For the Navajos, the mine didn’t spill pollutants directly on their reservation but the iron, arsenic and other poisons found their way downstream to that reservation, Jose said. The same risk holds for the Dakota pipeline, he said, which would be built on private land, less than a mile from tribal land, and could pollute the Missouri River if the line broke and spilled oil, he said. The Missouri serves the tribe and many other people.

Former San Carlos Apache Chairman Nosie said he spent two days at the construction area to meet with the Standing Rock leaders. They met less than a half mile from the scene of last Saturday’s confrontation, in which tribal members said they were sprayed with a chemical irritant and attacked by the pipeline company’s guard dogs, and where company officials said their workers were attacked by pipeline protesters.

“For native people, we feel this is a spiritual movement that is occurring about the water,” said Nosie, who has personally led the Apaches’ charge against the Resolution Copper underground mine.
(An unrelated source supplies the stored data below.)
Issue #2706, opened 2024-01-19
Student is blocked from accepting Assessment ( Disability Funding not verified, Funding Restrictions, MSFAA not Signed) 


HRAGANBC:
**User Story**
As a Student, I should be blocked from accepting my assessment until:
    - My disability profile status is verified (only applicable if they have requested disability funding on their application)
    - My MSFAA is Signed 
    - I have resolved restrictions which have the 'block funding' effect.
So that I am prompted to deal with outstanding items on my application before my study start date. 

**Acceptance Criteria:**
- [x] Do not allow student to **accept** their assessment if: (i.e. disable the button in the UI/UX) for any of the following situations:
    - [ ]  Application requests disability funding & disability profile status is still NOT verified
    - [ ]  The MSFAA is not valid
    - [ ]  Restrictions are preventing their funding from being issued.  
- [x]  If any above condition is =true, the accept assessment button should not be clickable
- [x]  If any above condition is =true, display a warning banner at the top of the Notice of Assessment Page (the location where the 'accept assessment' button is)
- [x]  If multiple blocking conditions display all information under the same banner as a bulleted list (similar to the blocked disbursement tracker card).

**Content for banners:**  
Disability Check Banner:
>Your account has not been approved for disability funding. You will not be able to accept this application until the account disability status has been approved. If you would like to receive all non disability funding please edit your application.

MSFAA Check Banner:
>Your MSFAA is not valid. Please complete your MSFAA with the National Student Loans Centre to move forward with your application. Please note, there is a one day delay between signing your MSFAA and being able to accept your assessment. 

Restrictions Check Banner:
>You have restrictions that block funding on your account. Please resolve them in order to move forward with your application.

**Additional Context:**
    - To confirm criticality for PT MVP Scope. Can we rely on communications instead to ensure students are aware of the below things blocking disbursement? I.e. a banner message which immediately applies to their account right after accepting their assessment if there's anything blocking their eventual eCert, AND/OR an email notification to the student when any such conditions exists. 
    - This ticket does not impact the student's application status tracker in any way
   
**Technical**
- [x] Reuse the same logic from [application.students.controller.ts](https://github.com/bcgov/SIMS/blob/main/sources/packages/backend/apps/api/src/route-controllers/application/application.students.controller.ts#L782) to get the list of all failed validations.
- [x] Adapt the query used by the validation method to allow applications other than `Completed`.
[...]

PR #3503, opened 2024-07-10
#2706 - add a list form for banners

katrina-aot-git:
Extend banner components to display a list of content.
image

### DIFF
--- a/sources/packages/web/src/components/generic/Banner.vue
+++ b/sources/packages/web/src/components/generic/Banner.vue
@@ -12,6 +12,13 @@
       <v-col>
         <div class="label-value-normal">
           <slot name="content">{{ summary }}</slot>
+          <slot name="content-list" v-if="summaryList">
+            <ul>
+              <li v-for="item in summaryList" :key="item">
+                {{ item }}
+              </li>
+            </ul>
+          </slot>
         </div>
       </v-col>
       <v-col cols="auto"> <slot name="actions"></slot></v-col>
@@ -33,6 +40,9 @@ export default defineComponent({
     },
     summary: {
       type: String,
+    },
+    summaryList: {
+      type: Array<string>,
     },
   },
   setup(props) {
--- a/sources/packages/web/src/components/generic/Banner.vue
+++ b/sources/packages/web/src/components/generic/Banner.vue
@@ -14,7 +14,7 @@
           <slot name="content">{{ summary }}</slot>
           <slot name="content-list" v-if="summaryList">
             <ul>
-              <li v-for="item in summaryList" :key="item">
+              <li v-for="(item, index) in summaryList" :key="index">
                 {{ item }}
               </li>
             </ul>
--- a/sources/packages/web/src/views/student/NoticeOfAssessment.vue
+++ b/sources/packages/web/src/views/student/NoticeOfAssessment.vue
@@ -6,8 +6,8 @@
         class="mb-2"
         :type="BannerTypes.Warning"
         header="Warning"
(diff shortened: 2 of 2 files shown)


sources/packages/web/src/views/student/NoticeOfAssessment.vue
```diff
@@ -140,11 +143,11 @@ export default defineComponent({
             break;
           case ECertFailedValidation.MSFAACanceled:
           case ECertFailedValidation.MSFAANotSigned:
-            warningText.value.push(
-              `Your MSFAA is not valid. 
-              Please complete your MSFAA with the National Student Loans Centre to move forward with your application. 
-              Please note, there is a one day delay between signing your MSFAA and being able to accept your assessment.`,
-            );
+            if (!warningText.value.includes(MSFAAWarning)) {
```
andrepestana-aot, line 146: Can it have a "Canceled" and "Not signed" eCert validation for the same assessment?

sources/packages/web/src/views/student/NoticeOfAssessment.vue
```diff
@@ -6,8 +6,8 @@
         class="mb-2"
         :type="BannerTypes.Warning"
         header="Warning"
-        :summary="warningText.join('\n')"
-      />
+        :summaryList="warningText"
```
andrepestana-aot, line 9: I think it makes more sense to call it a `warningList`

sources/packages/web/src/components/generic/Banner.vue
```diff
@@ -12,6 +12,13 @@
       <v-col>
         <div class="label-value-normal">
           <slot name="content">{{ summary }}</slot>
+          <slot name="content-list" v-if="summaryList">
+            <ul>
+              <li v-for="item in summaryList" :key="item">
```
andrepestana-aot, line 17: Good job working with the `v-for`!

I think that would be more appropriate using the index for the key though:

```ts
<div v-for = "(title, index) in news" :key="index">
     {{ title }}
</div>
```

sources/packages/web/src/views/student/NoticeOfAssessment.vue
katrina-aot-git: That is why I added this actually - the test case I was working with this time had that.

andrepestana-aot (commented):
Good job working with the v-for.  I left some comments. Please take a look.

sources/packages/web/src/views/student/NoticeOfAssessment.vue
andrepestana-aot: I'm just wondering if that is a real possible scenario for production.

katrina-aot-git: I'm not sure if it would be realistic, but I don't think it hurts anything having a case there for it. Do you need me to remove it?

sources/packages/web/src/components/generic/Banner.vue
katrina-aot-git: Updated

sources/packages/web/src/views/student/NoticeOfAssessment.vue
katrina-aot-git: Updated

sources/packages/web/src/views/student/NoticeOfAssessment.vue
andrepestana-aot: ok. That's fine to keep it. Thanks.

Issue #3469, opened 2024-06-28
Content: Student: Request a change instructions 


JerPearson:
As a student I want clear instructions when completing a change request so I know what needs to be done.

**Acceptance Criteria**
- [x] Add very clear language to student whenever they initiate a Request a Change
- [x] Revise header: "Fill in the field(s) below" to "Complete all question(s) below"
- [x] Revise text: "StudentAid BC will review your application......" to "All requested changes will be reviewed by StudentAid BC after you submit for review."
- [x] Revise and bold text: "Please note:" to "**Instructions**:" and tab the text and bulleted list down to separate from the above text

<img width="1466" src="https://api.zenhub.com/attachedFiles/eyJfcmFpbHMiOnsibWVzc2FnZSI6IkJBaHBBMWk2QlE9PSIsImV4cCI6bnVsbCwicHVyIjoiYmxvYl9pZCJ9fQ==--19dd70b6e6bc46c959865d11f5ad46f09ed0201e/image.png" alt="image.png" />

**Additional Context**
- Miscommunication on ticket [#2846](https://app.zenhub.com/workspaces/student-information-management-system-5fce9df5aa1b45000e937014/issues/gh/bcgov/sims/2846) which is why further changes are required.

JerPearson:
@Joshua-Lakusta edits made to content including  revising text from your previous ticket.  Can you take a look and confirm the changes to your previous text.

PR #3517, opened 2024-07-12
#3469 - Request a change update

katrina-aot-git:
image
Update to the second part of the request a change form page.


ninosamson (approved):
Looks good!

Issue #3491, opened 2024-07-08
Content: Ministry: Approve Account Request


JerPearson:
As a Ministry user I want clear instructions when approving a student account request.

**Acceptance Criteria**

- [x] Revise button text: "Create account for student" to "Create student account"
- [x] Revise model title: "Create account for student" to "Create student account"
- [x] Revise: "This will allow the student to access the system using a Basic BCeID account...." to "Attention: Approved account requests are final and cannot be deactivated.  Please ensure all supporting documentation has been carefully reviewed prior to approval." 

<img width="1025" src="https://api.zenhub.com/attachedFiles/eyJfcmFpbHMiOnsibWVzc2FnZSI6IkJBaHBBM3EvQlE9PSIsImV4cCI6bnVsbCwicHVyIjoiYmxvYl9pZCJ9fQ==--57f96437ce1d237b86aa629dec1c9f47f8f1885a/image.png" alt="image.png" />

PR #3524, opened 2024-07-15
#3491 - Ministry student account creation

katrina-aot-git:
Update ministry student account creation wording.
image
image

### DIFF
--- a/sources/packages/web/src/views/aest/student/StudentAccountApplicationsApproval.vue
+++ b/sources/packages/web/src/views/aest/student/StudentAccountApplicationsApproval.vue
@@ -24,7 +24,7 @@
                   color="primary"
                   @click="createStudentAccount"
                   :disabled="notAllowed"
-                  >Create account for student</v-btn
+                  >Create student account</v-btn
                 >
               </template>
             </check-permission-role>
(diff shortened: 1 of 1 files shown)


sources/packages/web/src/views/aest/student/StudentAccountApplicationsApproval.vue
```diff
@@ -24,7 +24,7 @@
                   color="primary"
                   @click="createStudentAccount"
                   :disabled="notAllowed"
-                  >Create account for student</v-btn
```
dheepak-aot, line 27: This is the text on the button, I couldn't see an AC to revise button text and would request to have the business add the AC. Let me know if I am missing something.

katrina-aot-git: It was the same "Create account for student" text so I figured the first AC applied to both places that had that phrase on the page.

dheepak-aot: Absolutely makes sense. But the AC doesn't seem to be specific on mentioning both places and requires to be updated.

dheepak-aot: Got confirmation from the business on the same. Approving the PR.

dheepak-aot (approved):
Looks good 👍

PR #3532, opened 2024-07-16
Camunda SDK and Camunda Localhost Upgrade

andrewsignori-aot:
- Upgraded Camunda SDK to the latest version.
- Upgraded local Camunda versions to the latest available from https://github.com/camunda/camunda-platform/blob/main/.env


dheepak-aot (approved):
Looks good 👍

PR #3537, opened 2024-07-18
#3255 - CAS - deploy error fix

andrepestana-aot:
- Removed the params in the Makefile for queue-consumers deploy;
- Renamed params in queue-consumers-deploy.yml to end with "_NAME_KEY" instead of "_KEY".


andrewsignori-aot (approved):

Issue #1366, opened 2022-08-11
Change Deletes to soft deletes Part 2 of 2


abschwenker:

andrewsignori-aot:
As per the analysis, student files are never deleted only the relationship between an application and its files is deleted while the application is in draft. Once the application is summited the files are no longer deleted.
According to the confirmation received from @CarlyCotton and @Joshua-Lakusta, there are no concerns about keeping the current behavior since the application only starts to matter when it is submitted.

PR #3542, opened 2024-07-18
#1366 - Set FileOriginType for Student Application Files

andrewsignori-aot:
As per the analysis, student files are never deleted, only the relationship between an application and its files is deleted while the application is in draft. Once the application is summited the file relations are no longer deleted.
According to the confirmation from @CarlyCotton and @Joshua-Lakusta, there are no concerns about keeping the current behavior since the application only starts to matter when submitted.

### Minor improvement

Student application files were never updated from their `Temporary` status because the status was added later.
This PR is now updating the file origin when an application is saved.


dheepak-aot (approved):
Looks good @andrewsignori-aot 👍

PR #3543, opened 2024-07-18
#3255 - CAS logon bugfix

andrepestana-aot:
- Changed to return `data` prop from CAS logon response.

### DIFF
--- a/sources/packages/backend/libs/integrations/src/cas/cas.service.ts
+++ b/sources/packages/backend/libs/integrations/src/cas/cas.service.ts
@@ -40,7 +40,7 @@ export class CASService {
     };
     const data = stringify(body);
     try {
-      return await this.httpService.axiosRef.post(url, data, config);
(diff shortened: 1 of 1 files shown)


sources/packages/backend/libs/integrations/src/cas/cas.service.ts
```diff
@@ -40,7 +40,7 @@ export class CASService {
     };
     const data = stringify(body);
     try {
-      return await this.httpService.axiosRef.post(url, data, config);
+      return (await this.httpService.axiosRef.post(url, data, config)).data;
```
andrewsignori-aot, line 43: For these cases, we create a const most of the time. I would recommend doing the same here.
```ts
const response = await this.httpService.axiosRef.post(url, data, config);
return response .data;
```

andrewsignori-aot (approved):
Approving since the only comment would not be a blocker. Looks good 👍

Issue #3502, opened 2024-07-10
Bug Fix for error in workers pods


guru-aot:
It seems there is some error when the camunda tries to connect with the zeebe libraries configurations, but this is not related to the health check or the process running in workers. Currently we are not facing any downtime or queue processing delays due to the above error. I also confirm there is no crash loop error happening in any of the environments/namespaces.
Also the restart was happening like 3 time from July 4, which is normal and not due to this issue or the health check.

The issue may be a cause of the library used for health check by our health indicator https://github.com/bcgov/SIMS/blob/7b072e5ca8ccc40bb693743385d877ef2c02431c/sources/packages/backend/apps/workers/src/zeebe/zeebe-health-indicator.ts? 
It can be also the camunda_outh_url which has been updated as part of last release Release v1.9.0.

PFB the processing logs.

<img width="1401" src="https://api.zenhub.com/attachedFiles/eyJfcmFpbHMiOnsibWVzc2FnZSI6IkJBaHBBK0hNQlE9PSIsImV4cCI6bnVsbCwicHVyIjoiYmxvYl9pZCJ9fQ==--5f4aaa743b4887cdd7bf2333283b52ab08977ef6/image.png" alt="image.png" />

<img width="1425" src="https://api.zenhub.com/attachedFiles/eyJfcmFpbHMiOnsibWVzc2FnZSI6IkJBaHBBMnZTQlE9PSIsImV4cCI6bnVsbCwicHVyIjoiYmxvYl9pZCJ9fQ==--433391976304d7f9da27dcc529b5578598a47aab/image.png" alt="image.png" />

andrewsignori-aot:
## Analysis
 The cancellation error seems to be generated due to conflicted configurations with their default values set to 60s.
- `ZEEBE_GRPC_WORKER_LONGPOLL_SECONDS`: how long in seconds the long poll Job Activation request is held open by a worker.
- `DEFAULT_JOB_ACTIVATION_TIMEOUT`:  timeout for the GRPC call to activate a job.

With both variables set to 60s, the `DEFAULT_JOB_ACTIVATION_TIMEOUT` throws the cancellation error when the timeout is reached.

### Proposed solution

Set the variables as below to allow the long pooling to restart before the job activation reaches its timeouts.
- ZEEBE_GRPC_WORKER_LONGPOLL_SECONDS: 60
- DEFAULT_JOB_ACTIVATION_TIMEOUT: 65

[...]

PR #3546, opened 2024-07-19
#3502 - Workers PODs Logging Cancellation Errors

andrewsignori-aot:
## Problem analysis

Having the long pooling configuration set to a value equal to or greater than 60 was causing `Grpc Stream Error: 1 CANCELLED` errors. Every time such an error happened the worker was marked as disconnected and took 1 to 2 seconds to be marked back as connected which sometimes led to health checks failure.

The previous [Zeebe lib had the long pooling configured as 30s](https://www.npmjs.com/package/zeebe-node#long-polling), after the upgrade to Camunda SDK 8 [the new default value became 60s](https://github.com/camunda/camunda-8-js-sdk/blob/d6acdfddcef8413226e3366932df5b6bda234e47/src/lib/Configuration.ts#L335-L339).

This value directly impacts the timeouts used while [initializing a new GRPC stream to activate jobs](https://github.com/camunda/camunda-8-js-sdk/blob/05b3ecb84d26e6b507a09ac2df8d7794532e5621/src/zeebe/lib/ZBWorkerBase.ts#L556-L588).

### Proposed solution

- The framework allows the pooling configuration using the `ZEEBE_GRPC_WORKER_LONGPOLL_SECONDS` env variable configured to 45 seconds. After setting this value manually in the Openshift Workder DC there was an immediate improvement.
- Removed `readinessProbe` since the POD does not receive network traffic and the check is the same as the `livenessProbe` (as agreed in Teams chat).
- Small improvement in the Zeebe health check to provide a clear message about which workers are failing.


devops/openshift/workers-deploy.yml
```diff
@@ -191,6 +187,9 @@ parameters:
   - name: CAMUNDA_OAUTH_URL_KEY
     value: camunda-oauth-url
     require: true
+  - name: ZEEBE_GRPC_WORKER_LONGPOLL_SECONDS_KEY
+    value: zeebe-grpc-worker-longpoll-seconds
+    require: true
```
dheepak-aot, line 192: required ?

dheepak-aot:
Looks good. 👍Just one comment.

dheepak-aot (approved):
Thanks for the great investigation and fix. Also for making the change. Looks good. 👍

PR #5226, opened 2025-10-03
#4964 - Upgrade Packages - Node Image Update

andrewsignori-aot:
- Updated nodejs to [node:24.9.0-alpine3.21](https://hub.docker.com/_/node).
- Set the `npm_config_cache` to allow permissions to be added to the proper folder, since, depending on the user running the command, it may differ.
- Stop using Red Hat images, and get the node images directly from the Docker-remote artifactory.
- Web Docker files were adjusted to look more similar between prod and non-prod.
- Disabled the Camunda disk cache by configuring `CAMUNDA_TOKEN_DISK_CACHE_DISABLE` as true. Enabling the disk cache would require permission to the Camunda cache token folder, which was not considered critical. A memory cache is also used, and the disk cache is only used in case the POD restarts, which would reattach the POD volume. More about [Camunda token cache](https://github.com/camunda/camunda-8-js-sdk?tab=readme-ov-file#token-caching).
- Removed `maintainer` label that was in some of the Docker files. There was no actual reason to keep them.
- Removed `buildArgs` from docker-build that were causing warnings during the build.
- Adjusted the package names to `student-aid-bc-backend` and `student-aid-bc-frontend` for better log display during build.
- Explicitly copy web folders and files, resolving a Sonarcloud issue.

### DIFF
--- a/sources/packages/backend/apps/queue-consumers/Dockerfile.dev
+++ b/sources/packages/backend/apps/queue-consumers/Dockerfile.dev
@@ -1,9 +1,6 @@
 # Base Image
 FROM node:24.9.0-alpine3.22
 
-# Updating container path variable with node bin
-ENV PATH=$PATH:/app/node_modules/.bin
-
 WORKDIR /app
 
 # Queue Port


sources/packages/backend/apps/load-test-gateway/Dockerfile.dev
```diff
@@ -1,15 +1,13 @@
 # Base Image
-FROM node:22.13.1-alpine3.20
+FROM node:24.9.0-alpine3.22
 
-LABEL maintainer="BC GOV"
```
dheepak-aot, line 4: 👍

sources/packages/backend/apps/queue-consumers/Dockerfile.dev
```diff
@@ -1,15 +1,13 @@
 # Base Image
-FROM node:22.13.1-alpine3.20
-
-LABEL maintainer="BC GOV"
+FROM node:24.9.0-alpine3.22
 
 # Updating container path variable with node bin
-ENV PATH $PATH:/app/node_modules/.bin
```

“As we continue to pray, this kind of solidarity is coming together in this country,” he said in an interview from his San Carlos reservation home. “With young people reattaching themselves to their identity and to Mother Earth, which is their religion, we will see more people continuing to make their way there. We have to make this stand.

“Without water there is no life. You can’t eat copper. You can’t drink oil. This protest is going to continue because all we’ve got left to exist is this water,” he said.

For musician Ayala, the trip is his chance to be another voice in the debate.

“I’m in no way a famous role model, but I do have a following of people that follow me mainly because of my music,” Ayala said this week. “If I can use that platform to educate people and share what’s happening in our country, I think it’s important to do that.”

Ayala is holding a benefit concert on Sept. 16 near Saguaro National Park West to raise funds for the pipeline cause. When he arrives in North Dakota, “I’m going to go right to the source, right to the actual camp, outside Cannonball, North Dakota. I’m going to go by myself and take as many items as I can with me and stay as long as I can.

He found it “disheartening” to read of Standing Rock Sioux getting dog bites and protesters being pepper-sprayed.

“Children only learn of words like racism and hatred from us adults,” Ayala said. “You wouldn’t think this would happen today, but we who are indigenous people have been pushed down.”

He sees the North Dakota anti-pipeline gathering as an historic event.

“It’s not a protest. It’s a demonstration to show we care what’s happening to our Mother Earth here,” he said. “It was a great thing to see this native elder from South Dakota, and I don’t remember his name or his tribe, saying that the only pipes we have here are the pipes we use to pray.”